- [What you will do]: Gather all lines in the data that hold the string "gems".

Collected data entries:
PR #435, opened 2019-05-30
Introduce FirmwareUpdateError

miha-plesko:
We're implementing a new process, the physical server firmware update, with state machine and everything. And it's best to raise a dedicated error when things go wrong.

@miq-bot add_label enhancement
@miq-bot assign @carbonin

### DIFF
--- a/lib/gems/pending/util/miq-exception.rb
+++ b/lib/gems/pending/util/miq-exception.rb
@@ -46,6 +46,9 @@ module MiqException
   # Exceptions during Provisioning
   class MiqProvisionError < Error; end
 
+  # Exceptions during Firmware Update
+  class MiqFirmwareUpdateError < Error; end
+
 
   class MaintenanceBundleInvalid < Error; end
   class MiqDeploymentError < Error; end


miha-plesko:
@carbonin or @agrare here we don't really need spec right?

carbonin:
Where is this being used?

agrare:
@carbonin e.g. here https://github.com/ManageIQ/manageiq-providers-redfish/pull/69/files#diff-eaea9756c62eee1b9caf9e487f1f7fe1R10

miha-plesko:
It's part of a series of the PRs related to Physical Server firmware updating, see the cover PR here https://github.com/ManageIQ/manageiq-providers-redfish/pull/69 (with links to all 8 PRs).

Generally we raise it in internal state machine for any error during firmware update process.

carbonin:
Okay, no problem. I just didn't know we collected all the exception here. I feel like this doesn't really belong in gems pending and the users in this repo should have their own exception types.... But obviously not something that could or should be addressed in this patch.

PR #437, opened 2019-06-24
MiqSshUtil updates

djberg96:
This PR fixes a bug in the `MiqSshUtil#exec` method, and makes a few tweaks to the constructor and exec method in general.

Fixes:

- [Answer section]:
--- a/lib/gems/pending/util/miq-exception.rb
+++ b/lib/gems/pending/util/miq-exception.rb
Okay, no problem. I just didn't know we collected all the exception here. I feel like this doesn't really belong in gems pending and the users in this repo should have their own exception types.... But obviously not something that could or should be addressed in this patch.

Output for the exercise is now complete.